SF taxi rates are regulated. This can lead to scarcity for everyone.

Uber prices are not regulated. This can lead to scarcity for the poor.

(Morally speaking, which is better?)

So long as there's a linear (or perhaps "convex" might be a better term)
response, then yes, more competition and lower barriers tends to drive prices
down.

Traffic is not one of them. Adding a few percentage more drivers can
drastically slow everyone down. If small vehicles are the only way to get from
place to place, and since the price of the trip on average is a profit for the
driver, then it's advantageous for paid drivers to have more drivers on the
streets.

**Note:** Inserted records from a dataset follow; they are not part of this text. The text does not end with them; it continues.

PR #663, opened 2019-04-09
Add option to not conceal one-character markers

### LINKED ISSUE #315: Don't conceal one-character markers
Add an option to disable conceiling one-char markers? I want typefaces to not be conceiled but URLs still shortened.

padowi:
Adds new configuration variable, "conceal_onechar_markers", defaulting
to on (preserving default behaviour)

Adds if-statement around relevant parts of code (as suggested in the
issue), which uses the new configuration variable.

Fix #315 - Don't conceal one-character markers

Testing done:

I have checked that default behaviour is preserved, both in the case where the configuration variable is present in .vimrc (with default value) as well as when it is not present.

I have also checked that the intended behaviour is exhibited when setting the value to 0, regardless of what setting vimwiki_conceallevel is running with (0..3).

Tested on Vim 8.1

### DIFF
--- a/syntax/vimwiki.vim
+++ b/syntax/vimwiki.vim
@@ -155,24 +155,26 @@ endfor
 " possibly concealed chars
 let s:conceal = exists("+conceallevel") ? ' conceal' : ''
 
-execute 'syn match VimwikiEqInChar contained /'.
-      \ vimwiki#vars#get_syntaxlocal('char_eqin').'/'.s:conceal
-execute 'syn match VimwikiBoldChar contained /'.
-      \ vimwiki#vars#get_syntaxlocal('char_bold').'/'.s:conceal
-execute 'syn match VimwikiItalicChar contained /'.
-      \ vimwiki#vars#get_syntaxlocal('char_italic').'/'.s:conceal
-execute 'syn match VimwikiBoldItalicChar contained /'.
-      \ vimwiki#vars#get_syntaxlocal('char_bolditalic').'/'.s:conceal
-execute 'syn match VimwikiItalicBoldChar contained /'.
-      \ vimwiki#vars#get_syntaxlocal('char_italicbold').'/'.s:conceal
-execute 'syn match VimwikiCodeChar contained /'.
-      \ vimwiki#vars#get_syntaxlocal('char_code').'/'.s:conceal
-execute 'syn match VimwikiDelTextChar contained /'.
-      \ vimwiki#vars#get_syntaxlocal('char_deltext').'/'.s:conceal
-execute 'syn match VimwikiSuperScript contained /'.
-      \ vimwiki#vars#get_syntaxlocal('char_superscript').'/'.s:conceal
-execute 'syn match VimwikiSubScript contained /'.
-      \ vimwiki#vars#get_syntaxlocal('char_subscript').'/'.s:conceal
+if vimwiki#vars#get_global('conceal_onechar_markers') == 1
+  execute 'syn match VimwikiEqInChar contained /'.
+        \ vimwiki#vars#get_syntaxlocal('char_eqin').'/'.s:conceal
+  execute 'syn match VimwikiBoldChar contained /'.
+        \ vimwiki#vars#get_syntaxlocal('char_bold').'/'.s:conceal
+  execute 'syn match VimwikiItalicChar contained /'.
+        \ vimwiki#vars#get_syntaxlocal('char_italic').'/'.s:conceal
+  execute 'syn match VimwikiBoldItalicChar contained /'.
+        \ vimwiki#vars#get_syntaxlocal('char_bolditalic').'/'.s:conceal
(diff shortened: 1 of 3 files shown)


syntax/vimwiki.vim
```diff
@@ -155,24 +155,26 @@ endfor
...
-      \ vimwiki#vars#get_syntaxlocal('char_italicbold').'/'.s:conceal
-execute 'syn match VimwikiCodeChar contained /'.
-      \ vimwiki#vars#get_syntaxlocal('char_code').'/'.s:conceal
-execute 'syn match VimwikiDelTextChar contained /'.
-      \ vimwiki#vars#get_syntaxlocal('char_deltext').'/'.s:conceal
-execute 'syn match VimwikiSuperScript contained /'.
-      \ vimwiki#vars#get_syntaxlocal('char_superscript').'/'.s:conceal
-execute 'syn match VimwikiSubScript contained /'.
-      \ vimwiki#vars#get_syntaxlocal('char_subscript').'/'.s:conceal
+if vimwiki#vars#get_global('conceal_onechar_markers') == 1
```
ranebrown: Not a big deal but you don't need the `== 1` part of this.

ranebrown:
@padowi Can you update the changelog in `doc/vimwiki.txt` and add your name to the contributors section (if you want).

Did you only test with the default syntax or did you also try out the other options?

padowi:
@ranebrown I am not sure I understand the question about default syntax. I may be too much of a noob here. In my .vimrc I tried all of the combinations for vimwiki_conceallevel (0..3) and conceal_onechar_markers (0..1)

vimwiki_conceallevel functionality appears unaltered (as compared to earlier version of vimwiki without my modifications at all) as long as conceal_onechar_markers use the default value (1). 

Setting conceal_onechar_markers does have effect on vimwiki_conceallevel (in that one character markers, if conceallevel would have hidden them, are now not concealed). Since this was the whole point, it ought be considered OK ;)

ranebrown:
> I am not sure I understand the question about default syntax.

No worries. Vimwiki supports multiple syntax options. It is a good idea to make sure changes work under all variants. Take a look at the documentation [here](https://github.com/vimwiki/vimwiki/blob/dev/doc/vimwiki.txt#L2045-L2057)

Also the changelog update should be made [here](https://github.com/vimwiki/vimwiki/blob/dev/doc/vimwiki.txt#L3246). Let me know if you have any questions.

padowi:
Aha! I see :)

It is getting a bit too late in the evening here, so will have to continue this tomorrow, but then I will run more tests (different syntaxes), and also update changelog accordingly.

Thank you for your time so far :)

padowi:
Ok, changelog added, and more tests performed.

The markdown syntax behaves just like default vimwiki syntax does, but there is one deviation in the mediawiki syntax.

According to https://www.mediawiki.org/wiki/Help:Formatting#Text_formatting_markup, it should be possible to create italicized bold text using four single-quotes, e.g. ''''lala''''.

Now, it could be argued that this is in fact not a single-character marker, but I guess that it still goes in the spirit of a single-character marker.

I don't believe this deviation to be completely related to this PR, because even with the default value (conceal) a singular single-quote is displayed on both sides of the marked up text. It appears that vimwiki by default does not consider four single-quotes to be valid markup.

e.g.:
If I write ''''lala'''', and have configured to conceal markers, it will still show 'lala', indicating to me that vimwiki recognizes three single-quotes as a marker (which I believe is bold/strong in mediawiki markup).

If I configure to show single-character markers, it will show all of them (''''lala''''), as intended/expected


Either way, the addition of vimwiki_conceal_onechar_markers makes it possible to show the remaining three (concealed) single-quotes, and since the fourth isn't concealed by default, the result is that with this addition, vimwiki will correctly show all four quotes if we opt to not conceal the single-character markers.

So the end result seems to be wholly as intended, but there may be a bug in how mediawiki syntax is handled (depending on if em+strong via '''' should be handled or not)

Nudin:
> According to https://www.mediawiki.org/wiki/Help:Formatting#Text_formatting_markup, it should be possible to create italicized bold text using four single-quotes, e.g. ''''lala''''.
Correction: It's five not four single-quotes.

padowi:
> 
> 
> > According to https://www.mediawiki.org/wiki/Help:Formatting#Text_formatting_markup, it should be possible to create italicized bold text using four single-quotes, e.g. ''''lala''''.
> 
> Correction: It's five not four single-quotes.

Gah... ok so TIL I can't count past 3 or 4... ;D
Will test some more , thanks for the patience ;D

padowi:
And having used 5 single-quotes instead of 4, I feel pretty satisfied that it works for mediawiki syntax as well :)

ranebrown:
@padowi Thanks for the contribution!

padowi:
> @padowi Thanks for the contribution!

My pleasure :) thanks for the support and sorry for this late reply, life, and a flu, came in the way ;D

This causes more congestion, which causes longer drive times, which
in turn requires more drivers to meet the demand. This is a stable solution,
so is an example where more competition and lower barriers to entry end up
increasing transportation costs.

The city doesn't want congested streets. They make it hard to get business
done, including goods deliveries and scheduling face-to-face meetings, and add
pollution and more chances for accidents with serious injuries.

Instead, observe that my preconditions are incorrect. There are other modes of
transportation, including walking, biking, and public or private mass transit.
A city might introduce a medallion system as one way to limit congestion, and
use the resulting artificial scarcity as a way to entice people to use other
transportation schemes which are overall better for the city.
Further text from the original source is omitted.